Houston Methodist. Leading Medicine

Wrist FAQ

Question:

My daughter is a gymnast and has hurt her hand twice doing floor exercises. She's been diagnosed with dorsal wrist impingement and responded well to injections the first time. This time it's not working. The doctor is now talking about surgery. What is involved? How long will she have to stay away from gymnastics?

Answer:

The best person to speak to regarding your daughter's surgery is her surgeon. He or she is best placed to answer specific questions and discuss what will be done. In general, however, surgery is only done if 1) the doctor is absolutely sure it is dorsal wrist impingement and 2) corticosteroid injections have been tried and helped somewhat, but no longer work. The surgery is usually done arthroscopically, using small incisions, rather than opening up the whole wrist. After the surgery, the patient is given exercises to help regain the range of motion - stretching, bending and rotating the wrist. After about two weeks or so, generally strength training can begin. However, this is completely at the doctor's discretion. As to if your daughter can resume gymnastics, that too is up to the her doctor. Mark Henry, MD. Arthroscopic Management of Dorsal Wrist Impingement. In Journal of Hand Surgery. September 2008. Vol. 33A. Pp. 1201-1204.
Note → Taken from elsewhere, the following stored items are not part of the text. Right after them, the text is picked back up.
Issue #244, opened 2021-04-10
Add support for `Document.adoptNode` method.


YevhenKap:

capricorn86:
Thank you for your contribution @YevhenKap! :slightly_smiling_face: 

I have merged the PR now, so I will close this issue.

capricorn86:
@YevhenKap I found the Typescript errors. They have been fixed now.

The reason for the errors was because Document, Element, Template and DocumentFragment did not return the removed Node, but the interface stated that they should.

YevhenKap:
@capricorn86 I got it. Sorry, my mistake :(

Issue #243, opened 2021-04-10
`removeChild` method should return removed node


YevhenKap:
According to [documentation](https://developer.mozilla.org/en-US/docs/Web/API/Node/removeChild) `removeChild` method [should not return `void`.](https://github.com/capricorn86/happy-dom/blob/7cfdfa08fd738ac367946bcc37a80e5b1a8c0184/packages/happy-dom/src/nodes/node/INode.ts#L23)

capricorn86:
Thank you for your contribution @YevhenKap! slightly_smiling_face

I have merged the PR now, so I will close this issue.

PR #245, opened 2021-04-10
Adding support for `Document.adoptNode` method.

YevhenKap:
Hello. At first, thank you for your great work!
I noticed that the `Document` object does not have an `adoptNode` method, so I tried to add it. Also, there is an inconsistency in the `Node.removeChild` method - it should return the removed node.

- [Issue #244]
- [Issue #243 ]

> When I tried to compile the project I got a lot of TS errors. Thus I had no possibility to test it :( So I do not ask for a merging of the pull request, but a review.


capricorn86 (approved):
Great work! :slightly_smiling_face: 

I have tried to compile and test locally and I can't see any Typescript errors.

PR #322, opened 2021-12-20
#321@patch: `tagName` can be null.

### LINKED ISSUE #321: `tagName` can be null
`tagName` can be `null`, we need to modify the logic on `Element.ts` since it is causing problems to test web components using `lit` on `vitest` repo

userquin:
see https://github.com/vitest-dev/vitest/pull/234

Maybe it is also a problem on `lit` side.

closes #321


davidortnercybercom (approved):
Nice! :star2:

capricorn86 (approved):
Nice! :star2:

Issue #328, opened 2022-01-14
ClassList doesn't include `toggle`


Ayc0:
When using `happy-dom` with `classlist-polyfill`, I have this error:

```
TypeError: testElement.classList.toggle is not a function
```

When looking at https://github.com/capricorn86/happy-dom/blob/ab971406111805e8d940419acc6500c601eb0aa2/packages/happy-dom/src/nodes/element/ClassList.ts, it doesn't seem to have `toggle` defined in it

capricorn86:
Thank you for your contribution @Ayc0! slightly_smiling_face

It has been merged and released now.

You can read more about the release here:
https://github.com/capricorn86/happy-dom/releases/tag/v2.27.0

PR #332, opened 2022-01-18
#328@minor: Add toggle() to ClassList.

Ayc0:
Fixes https://github.com/capricorn86/happy-dom/issues/328

Implements `toggle()` on `ClassList` (see https://developer.mozilla.org/en-US/docs/Web/API/DOMTokenList/toggle)

image


capricorn86 (approved):
Nice! :star2:

PR #333, opened 2022-01-18
fix: HTMLStyleElement should cache the created CSSStyleSheet

sastan:
Without this change every time one calls `styleElement.sheet` a new CSSStyleSheet is returned.


capricorn86 (approved):
Nice! :star2:

capricorn86 (changes requested):
I noticed that the commit message is not following the naming convention:
https://github.com/capricorn86/happy-dom/blob/master/docs/contributing.md#commit-convention

It has to follow the naming convention in order for automatic release notes to work.

Can you do "git --amend" and change the message to something like "#333@patch: Fixes issue with HTMLStyleElement.sheet returning a new instance each time."?

capricorn86 (approved):

PR #336, opened 2022-01-20
Task/335 fix xml serializer

### LINKED ISSUE #335: Serializer escapes attributes too much
I tried using happy-dom with Vitest and when switching from jsdom I got a failing test:

image
  
image
 
happy-dom is escaping characters in html attributes that are allowed. These is not need to use `encode` from `he`, `escape` is enough.

Demivan:
Fixes #335


capricorn86 (approved):
Nice! :star2:

PR #109, opened 2020-04-15
add coverage

frostming:
## Pull Request Check List


frostming:
Don't know why tests failed on macOS

danieleades:
can i help with this?

frostming:
@danieleades Thanks, there are some mystery errors with macOS. Some tomlkit internal data types have some problem sharing between processes of `pytest-xdist` and I cannot figure out why. It might be an issue of `tomlkit` or `pytest-xdist`.

Even so, I suspect test coverage is worth doing for such a CLI tool that heavily depends on the environment setup, among which there are different shells, different OS, different terminal apps and different Python installations to test. Unless we cover as many test paths as possible but that requires hard work of the design of testing infrastructure.

So far, Pipenv has 270 test cases and Poetry has 649 test cases, neither of them has test coverage.  For now, adding more test cases (226 by far) could be of more help and that calls for some contribution and I will appreciate that.

uranusjr:
LIkely it’s a `tomlkit` issue. Last time I checked, it inherits several built-in types without overriding `__reduce__` (or `__reduce_ext__`), which is used to serialise objects for IPC, so instances loose information when passed around.

PR #188, opened 2020-12-05
Add zsh completion script

Aloxaf:
## Pull Request Check List

Add a zsh completion script.

<s>I am not familiar with the python package and not sure where should I place this.
And should I turn `pdm completion zsh`'s behavior into printing this file?</s>
Done


pdm/cli/commands/completion.py
```diff
@@ -22,5 +23,11 @@ def handle(self, project: Project, options: argparse.Namespace) -> None:
         import shellingham
         from pycomplete import Completer
 
-        completer = Completer(project.core.parser)
-        stream.echo(completer.render(options.shell or shellingham.detect_shell()[0]))
+        if options.shell == "zsh":
```
frostming, line 26: `shell = options.shell or shellingham.detect_shell()[0]`

frostming (commented):
is it possible to make the script a template that is responsible to the commands and options list?

Aloxaf:
> is it possible to make the script a template that is responsible to the commands and options list?

Yes, it's possible. But in that way, I will reinvent pycomplete.

I think this should be done in pycomplete: pycomplete should be able to accept a template and generate something like this for options with args.

```zsh
case $state in; 
  update)
    if (( $+functions[_pdm_update] )); then
	  _pdm_update
      return
	fi
    opts=(
	  '--section+[Specify the sectionn the package belongs to]:_pdm_update_SECTION'
      '*:packages:_pdm_update_packages'
    )
    ;;
esac
```

Then we just need to define function `_pdm_update_packages` and `_pdm_update_SECTION` in template. And we can define `_pdm_update` to take over the completion of this subcommand if needed (optional).

frostming:
I am not a shell expert but that seems great. I am always thinking of how `pycomplete` can be extended. I am looking forward to your PR. BTW the completion script looks terrific.

Aloxaf:
> What about Fish?

Well, I am not familiar with Fish. The Fish part may need a Fish expert to finish it. XD

frostming:
@Aloxaf Sorry to disturb you, but I am planning to switch the completion from automated to partially-automated and to be built into the release process. I would like to know if you can relook this PR and refine the zsh completion script to be up-to-date? Thanks in advance.

Aloxaf:
Updated. In fact, I have been updating the script according to the release note all the time.

frostming:
Thanks for the contribution, I would start from `completion` branch to add a release script for completion generation, which might require your review if you have time.

PR #214, opened 2020-12-30
Don't add default build deps onto specified build deps when PEP517 bu…

### LINKED ISSUE #213: Error building a wheel for a dependency using setuptools and without a PEP517 build-backend specified

## Steps to reproduce
pdm use python3.9
pdm add "multidict==4.7.6"

This will reproduce for any dependency meeting the following criteria:
* Has no prebuilt wheels for the in-use python
* Has a pyproject.toml with a build-system table and a suitable build-requires per PEP518
* Does NOT have a build-backend specified per PEP517

## Actual behavior
pip will fail when setting up the isolated build environment. 

Build log:
```Preparing isolated env for PEP 517 build...
ERROR: Double requirement given: setuptools>=40.8.0 (from -r /tmp/pdm-build-reqs-9v3tpxwp.txt (line 4)) (already in setuptools>=40 (from -r /tmp/pdm-build-reqs-9v3tpxwp.txt (line 2)), name='setuptools')
Preparing isolated env for PEP 517 build...
ERROR: Double requirement given: setuptools>=40.8.0 (from -r /tmp/pdm-build-reqs-t530gg95.txt (line 4)) (already in setuptools>=40 (from -r /tmp/pdm-build-reqs-t530gg95.txt (line 2)), name='setuptools')
```

contents of the errant build-reqs.txt:
```
pip>=18
setuptools>=40
wheel
setuptools >= 40.8.0
wheel
``` 
This is the [build system requirements of multidict](https://github.com/aio-libs/multidict/blob/93bf4b6192ad7f1826a2fd66f34e9192200f5e1e/pyproject.toml#L2) prepended to the requirements of pdm's [DEFAULT_BACKEND](https://github.com/frostming/pdm/blob/005e6ed1549330479c12d9152fab14c5f04e22cd/pdm/models/builders.py#L131).

## Expected behavior
The wheel should build succesfully, as it does with both poetry and pip. 

According to PEP518:
> If the file exists but is lacking the [build-system] table then the default values as specified above should be used. If the table is specified but is missing required fields then the tool should consider it an error.

So, when build-system.requires *is* present, pdm should just accept it verbatim. Appending the default backend requirements to the specified backend requirements is not supported by either PEP517 or PEP518.

## Environment Information
Reproduces on both dev (1.0.0b0) stable (0.12.13)

orions-stardom:
…ild-backend is missing.

fixes #213 
## Pull Request Check List

- [*] A news fragment is added in `news/` describing what is new.

### DIFF
--- a/news/213.bugfix
+++ b/news/213.bugfix
@@ -1,0 +1,1 @@
+Correctly build wheels for dependencies with build-requirements but without a specified build-backend
--- a/pdm/models/builders.py
+++ b/pdm/models/builders.py
@@ -151,10 +151,6 @@ class EnvBuilder:
 
         if "build-backend" not in self._build_system:
             self._build_system["build-backend"] = self.DEFAULT_BACKEND["build-backend"]
-            self._build_system["requires"] = (
-                self._build_system.get("requires", [])
-                + self.DEFAULT_BACKEND["requires"]
-            )
 
         if "requires" not in self._build_system:
             raise BuildError("Missing 'build-system.requires' in pyproject.toml")


frostming:
Thanks 🎉

PR #220, opened 2021-01-15
Add ability to read venv location from file

uranusjr:
## Pull Request Check List

### DIFF
--- a/news/220.feature
+++ b/news/220.feature
@@ -1,0 +1,3 @@
+Allow detecting a virtual environment from a ``.venv``, ``venv``, or ``env``
+file. The file should contain a single line specifying the path to the virtual
+environment. If the path is relative, it is resolved against the project root.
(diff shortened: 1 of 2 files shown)


frostming:
Since the Python interpreter path is already written in the `.pdm.toml` under the project, I would prefer Single Source of Truth.

I am working on #219 so that one can achieve this by following:

```bash
$ pdm use -f <python_path>
```

Tell me if it is OK or you still insist on the current implementation.

uranusjr:
I would prefer if it’s possible to also do `pdm use <path-to-virtual-environment>`. Easier to tab-complete, especially when I switch between Windows and POSIX 🙂

frostming:
I got that and created #221 to track it.

frostming:
#221 and #219 are already implemented in the main branch, I would like to close this PR

PR #298, opened 2021-03-12
update type annotations

danieleades:
- replaced a few type comments with type annotations

wanted to check this was of interest before i got too deep into this

### DIFF
--- a/pdm/models/specifiers.py
+++ b/pdm/models/specifiers.py
@@ -82,9 +82,9 @@ class PySpecSet(SpecifierSet):
         if version_str == "*":
             version_str = ""
         super().__init__(version_str)
-        self._lower_bound = self.MIN_VERSION  # type: Tuple[int, int, int]
-        self._upper_bound = self.MAX_VERSION  # type: Tuple[int, int, int]
-        self._excludes = []  # type: List[Tuple[Union[int, str], ...]]
+        self._lower_bound = self.MIN_VERSION
+        self._upper_bound = self.MAX_VERSION
+        self._excludes: List[Tuple[Union[int, str], ...]] = []
         if version_str and analyze:
             self._analyze_specifiers()
 
@@ -92,7 +92,7 @@ class PySpecSet(SpecifierSet):
         # XXX: Prerelease or postrelease specifiers will fail here, but I guess we can
         # just ignore them for now.
         lower_bound, upper_bound = self.MIN_VERSION, self.MAX_VERSION
-        excludes = set()  # type: Set[Tuple[Union[int, str], ...]]
+        excludes: Set[Tuple[Union[int, str], ...]] = set()
         for spec in self:
             op, version = spec.operator, spec.version
             version = parse_version_tuple(version)
--- a/news/298.misc.md
+++ b/news/298.misc.md
@@ -1,0 +1,1 @@
+replace 'typing comments' with type annotations throughout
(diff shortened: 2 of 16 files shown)


frostming:
Glad to see this piece of work is taken and started. I will be even better if a step can be added to `Lint` CI that invokes `mypy` in order to see the effect of the improvement.

danieleades:
> Glad to see this piece of work is taken and started. It will be even better if a step can be added to `Lint` CI that invokes `mypy` in order to see the effect of the improvement.

Cool, I'll keep going.
I'd like to add mypy linting too, that's my eventual goal. but there's a way to go before that!

danieleades:
that's the rest of the type comments replaced with annotations.

mypy is currently returning >500 errors. Will probably start chipping away at those in separate pull requests, and keep this one focused on replacing the type comments only.

pdm/models/specifiers.py
```diff
@@ -82,17 +82,17 @@ def __init__(self, version_str: str = "", analyze: bool = True) -> None:
...
+        self._excludes: List[Tuple[Union[int, str], ...]] = []
         if version_str and analyze:
             self._analyze_specifiers()
 
     def _analyze_specifiers(self) -> None:
         # XXX: Prerelease or postrelease specifiers will fail here, but I guess we can
         # just ignore them for now.
         lower_bound, upper_bound = self.MIN_VERSION, self.MAX_VERSION
-        excludes = set()  # type: Set[Tuple[Union[int, str], ...]]
+        excludes: Set[Tuple[Union[int, str], ...]] = set()
```
danieleades, line 95: might be nice to tidy this up with a type alias? what exactly is represented by a `Tuple[Union[int, str], ...]` here?

frostming: Each item is a version tuple, which accepts the following forms:

- `(3, 8, 0)`
- `(3, 8, '*')`

frostming:
> I'd like to add mypy linting too, that's my eventual goal. but there's a way to go before that!

No hurry, just a reminder though.

> Will probably start chipping away at those in separate pull requests, and keep this one focused on replacing the type comments only.

That is okay, will start reviewing later

pdm/models/specifiers.py
danieleades: ah I see, so something along the lines of 

```python
VersionIncrement = Union[int, Literal['*']]
SemVer = Tuple[VersionIncrement, VersionIncrement, VersionIncrement]

...

excludes: Set[SemVer]
```

I'll have think about a tidy way to capture this.

almost worth a class.

danieleades: i feel like `pdm/models/specifiers.py` is crying out for some custom classes to encapsulate the version specifications. The code here looks challenging to debug/maintain

like this - https://docs.rs/semver/0.11.0/semver/struct.Version.html
and this - https://docs.rs/semver/0.11.0/semver/struct.VersionReq.html

I'm not planning to touch that in this pull request. will resolve this conversation for now

frostming: Looks good. But be noted Literal is not supported in Python 3.7

frostming (changes requested):
LGTM! Would you mind adding a news entry `298.misc.md` describing what you did in this PR?

danieleades:
> LGTM! Would you mind adding a news entry `news/298.misc.md` describing what you did in this PR?

sure. Is that what you were after?

(i've not used `towncrier` before)

frostming (approved):

frostming:
No more to do, that is it

PR #321, opened 2021-03-21
Typing/models.readers

danieleades:
## Pull Request Check List

refactor `models.readers` to improve typing support


danieleades:
`models.readers.SetupReader` has a really similar pattern to what's used in the `iostream` module - a class is used as a namespace for a bunch of stateless functions. Was tempted to turn these all into free functions, but i thought that might have been a bit drastic for this pull request.

danieleades:
here are the remaining type errors in this file (`mypy pdm/ | grep readers`)

```
pdm/models/readers.py:84: error: Incompatible types in assignment (expression has type "Optional[List[Any]]", variable has type "List[stmt]")
pdm/models/readers.py:171: error: Unsupported left operand type for + ("None")
pdm/models/readers.py:171: note: Left operand is of type "Optional[List[Any]]"
pdm/models/readers.py:185: error: "expr" has no attribute "id"
pdm/models/readers.py:205: error: Incompatible types in assignment (expression has type "Optional[Call]", variable has type "Tuple[Optional[Call], Optional[List[Any]]]")
pdm/models/readers.py:207: error: Unsupported operand types for + ("List[Any]" and "None")
pdm/models/readers.py:207: note: Right operand is of type "Optional[List[Any]]"
pdm/models/readers.py:209: error: Incompatible return value type (got "Tuple[Tuple[Optional[Call], Optional[List[Any]]], List[Any]]", expected "Tuple[Optional[Call], Optional[List[Any]]]")
pdm/models/readers.py:215: error: Need type annotation for 'install_requires' (hint: "install_requires: List[<type>] = ...")
pdm/models/readers.py:244: error: "expr" has no attribute "s"
pdm/models/readers.py:250: error: "expr" has no attribute "s"
pdm/models/readers.py:258: error: Need type annotation for 'extras_require' (hint: "extras_require: Dict[<type>, <type>] = ...")
pdm/models/readers.py:288: error: Incompatible types in assignment (expression has type "Optional[Any]", variable has type "expr")
pdm/models/readers.py:291: error: Item "expr" of "Optional[expr]" has no attribute "s"
pdm/models/readers.py:291: error: Item "None" of "Optional[expr]" has no attribute "s"
pdm/models/readers.py:291: error: "expr" has no attribute "s"
pdm/models/readers.py:300: error: Incompatible types in assignment (expression has type "Optional[Any]", variable has type "expr")
pdm/models/readers.py:303: error: Item "expr" of "Optional[expr]" has no attribute "s"
pdm/models/readers.py:303: error: Item "None" of "Optional[expr]" has no attribute "s"
pdm/models/readers.py:303: error: "expr" has no attribute "s"
```

pdm/models/readers.py
```diff
@@ -1,103 +1,105 @@
...
+            self.extras_require = other.extras_require
+        if other.python_requires:
+            self.python_requires = other.python_requires
+
+    def as_dict(self) -> Dict[str, Any]:
+        return asdict(self)
+
+    @classmethod
+    def from_directory(cls, dir: Path) -> "Setup":
+        return _SetupReader.read_from_directory(dir)
```
frostming, line 33: Why prefer exposing `Setup` instead of `SetupReader`? You know, it may involve changing the reference in other modules as well.

frostming (commented):
I think staticmethod or classmethod is good for this case, depending on the method sematic.

pdm/models/readers.py
danieleades: because i'm now exposing a strongly-typed 'Setup' class instead of a stringly-typed dictionary.

I've updated both external modules that reference this

danieleades: these changes bring the number of mypy errors down from 44 to 20. Still a few to go though! - https://github.com/frostming/pdm/pull/321#issuecomment-803589924

in the previous implementation the 'setup' is stored in a `Dict[str, Any]`, which means type inference doesn't work in any function that indexes any of the fields.

Now I could still have imported the `SetupReader` in other modules instead of `Setup`, but i think this is a neater abstraction. the `from_directory` static method on `Setup` is effectively a constructor, and the calling code doesn't need to know anything about the `SetupReader`, which is now effectively just a helper class

danieleades:
rebased on master

danieleades:
all the remaining type errors in this file are related to the `setup.py` parsing. I'm not exactly sure how to proceed, given the black magic here...

```
pdm/models/setup.py:88: error: Incompatible types in assignment (expression has type "Optional[List[Any]]", variable has type "List[stmt]")
pdm/models/setup.py:175: error: Unsupported left operand type for + ("None")
pdm/models/setup.py:175: note: Left operand is of type "Optional[List[Any]]"
pdm/models/setup.py:189: error: "expr" has no attribute "id"
pdm/models/setup.py:209: error: Incompatible types in assignment (expression has type "Optional[Call]", variable has type "Tuple[Optional[Call], Optional[List[Any]]]")
pdm/models/setup.py:211: error: Unsupported operand types for + ("List[Any]" and "None")
pdm/models/setup.py:211: note: Right operand is of type "Optional[List[Any]]"
pdm/models/setup.py:213: error: Incompatible return value type (got "Tuple[Tuple[Optional[Call], Optional[List[Any]]], List[Any]]", expected "Tuple[Optional[Call], Optional[List[Any]]]")
pdm/models/setup.py:248: error: "expr" has no attribute "s"
pdm/models/setup.py:254: error: "expr" has no attribute "s"
pdm/models/setup.py:292: error: Incompatible types in assignment (expression has type "Optional[Any]", variable has type "expr")
pdm/models/setup.py:295: error: Item "expr" of "Optional[expr]" has no attribute "s"
pdm/models/setup.py:295: error: Item "None" of "Optional[expr]" has no attribute "s"
pdm/models/setup.py:295: error: "expr" has no attribute "s"
pdm/models/setup.py:304: error: Incompatible types in assignment (expression has type "Optional[Any]", variable has type "expr")
pdm/models/setup.py:307: error: Item "expr" of "Optional[expr]" has no attribute "s"
pdm/models/setup.py:307: error: Item "None" of "Optional[expr]" has no attribute "s"
pdm/models/setup.py:307: error: "expr" has no attribute "s"
```

danieleades:
rebased on master

danieleades:
i've added decorators to ignore the typing errors in some of these functions. it's not an ideal solution, but it *will* suppress the errors and get you a step closer to using mypy in CI/pre-commit.

seems like parsing `setup.py` files should be a reasonably common problem. are there no third-party libraries that can be used?

frostming (approved):

PR #322, opened 2021-03-21
add return type annotation to spinner context manager

danieleades:
## Pull Request Check List


frostming:
Sorry to revert that when merging. would a protocol be possible to denote the return type of the context manager? You can refer to DummySpinner for the necessary interfaces to expose

danieleades:
> Sorry to revert that when merging. would a protocol be possible to denote the return type of the context manager? You can refer to DummySpinner for the necessary interfaces to expose

it would help *slightly*! a `Protocol` is basically Python's take on an interface/trait, right? it's python 3.8+ only, is that an issue for you?

frostming:
> > Sorry to revert that when merging. would a protocol be possible to denote the return type of the context manager? You can refer to DummySpinner for the necessary interfaces to expose
> 
> 
> 
> it would help *slightly*! a `Protocol` is basically Python's take on an interface/trait, right? it's python 3.8+ only, is that an issue for you?

It can be imported from typing_extensions. You can put it in a try except in _types.py

PR #326, opened 2021-03-22
Extract the logic of finding interpreters to a method

frostming:
## Pull Request Check List

As title

### DIFF
--- a/pdm/cli/actions.py
+++ b/pdm/cli/actions.py
@@ -417,7 +417,7 @@ def do_use(project: Project, python: str, first: bool = False) -> None:
     The python can be a version string or interpreter path.
     """
     python = python.strip()
-    found_interpreters = list(project.find_interpreters(python))
+    found_interpreters = list(dict.fromkeys(project.find_interpreters(python)))
     if not found_interpreters:
         raise NoPythonVersion(
             f"Python interpreter {python} is not found on the system."
--- a/pdm/cli/actions.py
+++ b/pdm/cli/actions.py
@@ -14,7 +14,6 @@ from pdm import termui
 from pdm.cli.utils import (
     check_project_file,
     find_importable_files,
-    find_python_in_path,
     format_lockfile,
     format_resolution_impossible,
     save_version_specifiers,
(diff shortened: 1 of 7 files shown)


pdm/project/core.py
```diff
@@ -515,3 +516,25 @@ def make_candidate_info_cache(self) -> CandidateInfoCache:
 
     def make_hash_cache(self) -> HashCache:
         return HashCache(directory=self.cache("hashes").as_posix())
+
+    def find_interpreters(self, python_spec: str) -> Iterable[str]:
```
danieleades, line 520: why return a `str` here instead of a `Path`?

pdm/utils.py
```diff
@@ -412,3 +412,27 @@ def is_venv_python(interpreter: os.PathLike) -> bool:
         else:
             return True
     return False
+
+
+def find_python_in_path(path: os.PathLike) -> Optional[str]:
+    """Find a python interpreter from the given path, the input argument could be:
+
+    - A valid path to the interpreter
+    - A Python root diretory that contains the interpreter
```
danieleades, line 421: typo - "A Python root **directory**..."

pdm/utils.py
```diff
@@ -412,3 +412,27 @@ def is_venv_python(interpreter: os.PathLike) -> bool:
         else:
             return True
     return False
+
+
+def find_python_in_path(path: os.PathLike) -> Optional[str]:
```
danieleades, line 417: why return a `str` instead of a `Path`?

pdm/project/core.py
```diff
@@ -515,3 +516,25 @@ def make_candidate_info_cache(self) -> CandidateInfoCache:
...
+                python_path = find_python_in_path(python_spec)
+                if python_path:
+                    yield python_path
+                return
+            args = [python_spec]
+        else:
+            args = [int(v) for v in python_spec.split(".") if v != ""]
+        finder = pythonfinder.Finder()
+        for entry in finder.find_all_python_versions(*args):
+            yield entry.path.as_posix()
```
danieleades, line 540: are you getting much benefit from using a generator here?

seems to me all the lists in the method are allocated to memory, so returning each item one by one as an iterator doesn't offer any performance benefits.

It *would* if the upstream method `finder.find_all_python_versions` returned an iterator, but it doesn't- it returns an allocated list.

frostming: Not much, just provides a more neat interface for subclass methods:

```python
def find_interpreters(self, python_spec: str) -> Iterable[str]:
    yield some
    yield another
    yield from super().find_interpreters(python_spec)
```
Instead of:
```python
def find_interpreters(self, python_spec: str) -> Iterable[str]:
    results = []
    results.append(some)
    results.append(another)
    results.extend(super().find_interpreters(python_spec))
    return results
```

pdm/cli/actions.py
```diff
@@ -417,7 +417,7 @@ def do_use(project: Project, python: str, first: bool = False) -> None:
     The python can be a version string or interpreter path.
     """
     python = python.strip()
-    found_interpreters = list(project.find_interpreters(python))
+    found_interpreters = list(dict.fromkeys(project.find_interpreters(python)))
```
danieleades, line 420: `found_interpreters = set(project.find_interpreters(python))`?

frostming: Nope, the difference is `dict.fromkeys()` preserves the order while `set` doesn't.

PR #333, opened 2021-03-24
Retrieve flit's version and description by parsing the ast

frostming:
## Pull Request Check List

Related issue https://github.com/pdm-project/pdm-pep517/issues/10

### DIFF
--- a/news/333.feature.md
+++ b/news/333.feature.md
@@ -1,0 +1,1 @@
+Retrieve the version and description of a flit project by parsing the AST of the main file.
--- a/pdm/formats/flit.py
+++ b/pdm/formats/flit.py
@@ -1,5 +1,7 @@
+import ast
 import re
 from pathlib import Path
+from typing import Optional, Tuple
 
 import tomlkit
 import tomlkit.exceptions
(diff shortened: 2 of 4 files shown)


ntninja:
Nit: Please emit a warning if no description could be retrieved (`self._data["description"] is None`). Somebody might have done `from ._core import __doc__` or something (which works in flit) and they should know if PDM failed to pick it up.

ntninja:
Your PR doesn't account for the common idiom of `from .version import __version__` in main. Many projects use (used?) this to be able to do `execfile(os.path.dirname(__file__) + "/name/version.py")` in their setuptools and sphinx configuration files for retrieving the just version number without importing everything. If your planning on keeping `version.from` then implementing this may be worthwhile since it allows to losslessly convert the version discovery logic from flit to pdm, otherwise emitting a warning when the version number is not found or found but now hard-coded into `pyproject.toml` would be helpful.

frostming:
Static is better than dynamic, if we are to support dynamic version and description, what about `__author__` and `__license__` which is also a commonly used pattern. They are common before because `setup.py` itself is a dynamic python script where you can play many magic their, such as conditional requirements, dynamically generated README. But when we come to PEP 621, static metadata is recommended, though dynamic fields are not obsoleted fully(they can appear in `dynamic`). So let's only keep the `from.version` which is from pdm 0.x versions.

I have submitted a PR to emit warnings when those fields can't be determined when importing, give it a try and feedbacks are welcome.

ntninja:
The warning LGTM, but in case where conversion succeeds a short notice about the values now being managed in `pyproject.toml` rather than the Python file would also be helpful to new users, I think.

Also it copying the version number from `__version__` into PEP-621 data, rather then creating a `from.version` reference, is done on purpose to encourage the use of static metadata?
If so, it would be nice if the notice also included a link to https://pdm.fming.dev/pyproject/#determine-the-package-version-dynamically for people preferring to keep the previous behaviour for that field at least.

(Saying this as somebody who thought the way it previously converted the version was a bug, particularly after I discovered how it's actually possible to keep the existing behaviour there.)

PR #335, opened 2021-03-24
ignore typing in functions that index distlib.metadata._data

danieleades:
closes #334

**this change wipes out 28 mypy errors.**

this is justified on the basis that the datastructure being indexed is `distlib.metadata._data`, and the structure is relatively stable.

*Disclaimer:* The information contained herein is compiled from a variety of sources. It may not be complete or timely. It does not cover all diseases, physical conditions, ailments or treatments. The information should NOT be used in place of visit with your healthcare provider, nor should you disregard the advice of your health care provider because of any information you read in this topic.